[[ Data shown, beginning ]]

PR #45, opened 2015-11-16
Test private method _get_cut_command through public method cut_pbf

das-g:
... instead of directly testing the private method.

Also, don't make an actual call to an external command.


das-g:
Because `subprocess.Popen` is used as a context manager within `subprocess.call`, the prior would have been non-trivial to stub. Thus I've mocked the latter.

[[ Data shown, end ]]

● **Aim of the exercise**
A word-for-word transcription of all the data is needed.

● **Your solution**
PR #45, opened 2015-11-16
Test private method _get_cut_command through public method cut_pbf

das-g:
... instead of directly testing the private method.

Also, don't make an actual call to an external command.


das-g:
Because `subprocess.Popen` is used as a context manager within `subprocess.call`, the prior would have been non-trivial to stub. Thus I've mocked the latter.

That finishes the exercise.